The action plan for biomethane envisages, among other things, financial incentives to increase production to 35 billion cubic meters by 2030.

Diversifying supplies through common purchase

The new EU Energy Platform, supported by regional task forces, will enable voluntary common purchases of gas, LNG and hydrogen by pooling demand, optimizing infrastructure use, and coordinating outreach to suppliers.

The commission will consider the development of a “joint purchasing mechanism” to negotiate and contract gas purchases on behalf of participating EU member states. The platform will also enable joint purchasing of renewable hydrogen.

Legislative measures to require diversification of gas supply over time by EU member states will also be considered, according to the European Commission.

The commission also presented the EU External Energy Strategy aimed at facilitating energy diversification and building long-term partnerships with suppliers.

Achieving the goals of REPowerEU calls for an additional investment of EUR 210 billion by 2027, but cutting Russian fossil fuel imports can save the EU almost EUR 100 billion a year, according to the statement.

The commission has adopted five packages of sanctions against Russia, which cover coal imports, and has tabled proposals to phase out oil by the end of this year, reads the statement.

How the EU plans to save energy

The European Commission proposes enhancing long-term energy efficiency measures, including an increase from 9% to 13% of the binding energy efficiency target under the Fit for 55 package of European Green Deal. According to an earlier proposal, natural gas consumption in the EU is to be reduced 30% by 2030, with one-third of the savings coming from energy efficiency measures.

The commission also published a document on energy savings, detailing “short-term behavioral changes which could cut gas and oil demand by 5%,” according to the statement.

EU members are encouraged to lower VAT rates on energy-efficient heating systems and building insulation

EU member states are encouraged to start specific communication campaigns targeting households and industry and to use fiscal measures to encourage energy savings, such as reduced VAT rates on energy efficient heating systems and building insulation.

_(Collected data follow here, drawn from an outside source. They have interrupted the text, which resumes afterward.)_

PR #3432, opened 2022-12-24
[Fix] Quest Past Perfect

bkesecker:
**_I affirm:_**

Fixed quest Past Perfect having too many parameters to quest:keyItem call.  Does not close a known issue.

Set Bastok rank to 2, Bastok fame to 1000, zone to Port Bastok and start the quest by talking to Evi, to Rafaela, and then Evi again.  Zone to Konschtat and travel southwest from the Crag to the base of the windmill having the ???, and then interact with it.  Instead of an error being reported on the map server about invalid parameters, the key item should be obtained.  Return to Port Bastok and talk to Evi to complete the quest.

### DIFF
--- a/scripts/quests/bastok/Past_Perfect.lua
+++ b/scripts/quests/bastok/Past_Perfect.lua
@@ -73,7 +73,7 @@ quest.sections =
             {
                 onTrigger = function(player, npc)
                     if not player:hasKeyItem(xi.ki.TATTERED_MISSION_ORDERS) then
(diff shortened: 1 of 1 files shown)


claywar (approved):
Good catch,  Absolutely an issue

KnowOne134 (approved):

jmcmorris (approved):
Happy to see you contributing @bkesecker!

PR #3443, opened 2022-12-27
Tweak `!goto` and `!bring`

TeoTwawki:
**_I affirm:_**

1. Fix misplaced `)` in `!goto`
2. Escape the input name like we do elsewhere.
3. Remove unneeded `XI_DEBUG_BREAK_IF`
1. Build it
2. use `!gfoto` and `!bring`  in the following scenarios:
- The target player is online and in the same map server instance (should work)
- The target player is on but in a different instance (should work)
- The target player is offline (this should print an error message in game)
- The target player **does not exist** (this should print an error message in game)
- The target has a completely invalid name with symbols or jank in it (this should print an error message in game)

### DIFF
--- a/src/map/lua/lua_baseentity.cpp
+++ b/src/map/lua/lua_baseentity.cpp
@@ -3209,11 +3209,13 @@ void CLuaBaseEntity::goToEntity(uint32 targetID, sol::object const& option)
 
 bool CLuaBaseEntity::gotoPlayer(std::string const& playerName)
 {
-    XI_DEBUG_BREAK_IF(m_PBaseEntity->objtype != TYPE_PC);
+    bool found = false;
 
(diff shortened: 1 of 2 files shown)


WinterSolstice8 (approved):

src/map/lua/lua_baseentity.cpp
```diff
@@ -3239,10 +3243,14 @@ bool CLuaBaseEntity::gotoPlayer(std::string const& playerName)
 
 bool CLuaBaseEntity::bringPlayer(std::string const& playerName)
 {
+
```
TeoTwawki: bah. brb while I amend that extra blank line out.

claywar (approved):

PR #3445, opened 2022-12-29
[codeql] Add null checks for several warnings

claywar:
**_I affirm:_**

Adds null checks for several codeql warnings and logs output

No impact should be observed (unless null, then get logs)

### DIFF
--- a/src/map/zone.cpp
+++ b/src/map/zone.cpp
@@ -582,7 +582,7 @@ void CZone::updateCharLevelRestriction(CCharEntity* PChar)
     {
         // If the level restriction is already the same then no need to change it
         CStatusEffect* statusEffect = PChar->StatusEffectContainer->GetStatusEffect(EFFECT_LEVEL_RESTRICTION);
-        if (statusEffect->GetPower() == m_levelRestriction)
+        if (statusEffect == nullptr || statusEffect->GetPower() == m_levelRestriction)
         {
             return;
         }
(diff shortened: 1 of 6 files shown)


Xaver-DaRed (approved):

src/map/zone.cpp
```diff
@@ -582,7 +582,7 @@ void CZone::updateCharLevelRestriction(CCharEntity* PChar)
     {
         // If the level restriction is already the same then no need to change it
         CStatusEffect* statusEffect = PChar->StatusEffectContainer->GetStatusEffect(EFFECT_LEVEL_RESTRICTION);
-        if (statusEffect->GetPower() == m_levelRestriction)
+        if (statusEffect == nullptr || statusEffect->GetPower() == m_levelRestriction)
```
TeoTwawki, line 585: shouldn't be physically possible to get here and have that be null, since it was just used in the conditional above

`if (PChar->StatusEffectContainer->HasStatusEffect(EFFECT_LEVEL_RESTRICTION))`

claywar: Agreed, but 3330 was also raised in a case where I thought it would be impossible to hit.  This is just adding additional safety per the warnings raised.

TeoTwawki: I think something else has to be going on, `HasStatusEffect` would have returned false, and I can't believe it was somehow be destroyed after passing that check but before the `GetStatusEffect` would execute.

Edit: per discord discussion, this wasn't expecting to fix anything, except to silence a warning from automation

WinterSolstice8 (approved):

PR #3456, opened 2023-01-01
[Nyzul] Fix missing settings and references

Xaver-DaRed:
**_I affirm:_**

- Fixes 4 settings that were lost in translation from original feature branch.
- Fixes certain npc references that were not converted when changing to using an offset.

Nyzul is, or should be, disabled.

### DIFF
--- a/scripts/globals/nyzul.lua
+++ b/scripts/globals/nyzul.lua
@@ -2,10 +2,11 @@
 -- Nyzul Isle Global
 -----------------------------------
 local ID = require("scripts/zones/Nyzul_Isle/IDs")
+require("scripts/globals/appraisal")
 require("scripts/globals/items")
+require("scripts/globals/settings")
 require("scripts/globals/status")
 require("scripts/globals/utils")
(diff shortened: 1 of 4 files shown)


scripts/globals/nyzul.lua
```diff
@@ -535,7 +536,7 @@ xi.nyzul.handleAppraisalItem = function(player, npc)
     for _, cofferID in ipairs(ID.npc.TREASURE_COFFER) do
         if npc:getID() == cofferID and npc:getLocalVar("opened") == 0 then
             -- Appraisal Items
-            local mobOffset = npc:getLocalVar("appraisalItem") - 17092723
+            local mobOffset = npc:getLocalVar("appraisalItem") - 17092723 -- TODO: What's this and how do we not have this here?
```
KnowOne134: Its a mobid, to offset the apprasial id to the mob that dropped the chest

claywar (approved):
Almost had me at the comparisons for settings, but saw moved to bool.  👍

PR #3460, opened 2023-01-01
[core] Add broader filters for logging

zach2good:
**_I affirm:_**

- Adds settings to filter out whole categories of logging levels, not just specific debug ones.
- Adds a bunch of comments
- Adds new console command: `reload_settings`
- EVEN MORE MACROS IN `logging.h`!!!!

- Copy the new settings across from `settings/default/logging.lua` to `settings/logging.lua`
- Change the settings however you like
- Either restart your server or use the new console command `reload_settings` to see changes in logging

Example:
- Don't alter the default settings
- Log in with a character
- See debug logging for ZoneCounterIncrease etc.
- Disable `LOG_DEBUG` and use `reload_settings`
- Zone your character, that debug logging is gone

### DIFF
--- a/settings/default/logging.lua
+++ b/settings/default/logging.lua
@@ -37,12 +37,20 @@ xi.settings.logging =
     --]]
     PATTERN = "[%D %T:%e][%&]%^[%n]%$ %v (%!:%#)",
 
-    DEBUG_SOCKETS        = false,
-    DEBUG_NAVMESH        = false,
-    DEBUG_PACKETS        = false,
-    DEBUG_ACTIONS        = false,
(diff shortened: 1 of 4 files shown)


claywar (approved):

zach2good:
Also, the nice thing about the settings system is that if people don't update their own settings, the defaults will fill in and the logging will continue to work as expected, rather than going dark

WinterSolstice8 (approved):

TeoTwawki (approved):

Xaver-DaRed (approved):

According to REPowerEU, energy savings and efficiency, fuel substitution, electrification, and an enhanced uptake of renewable hydrogen, biogas and biomethane by industry could save up to 35 billion cubic meters of natural gas by 2030.

To enhance energy savings in the transportation sector and speed up the transition towards zero-emission vehicles, the commission will consider a legislative initiative to increase the share of zero-emission vehicles in public and corporate car fleets above a certain size. It will also present a package aimed at greening freight transportation.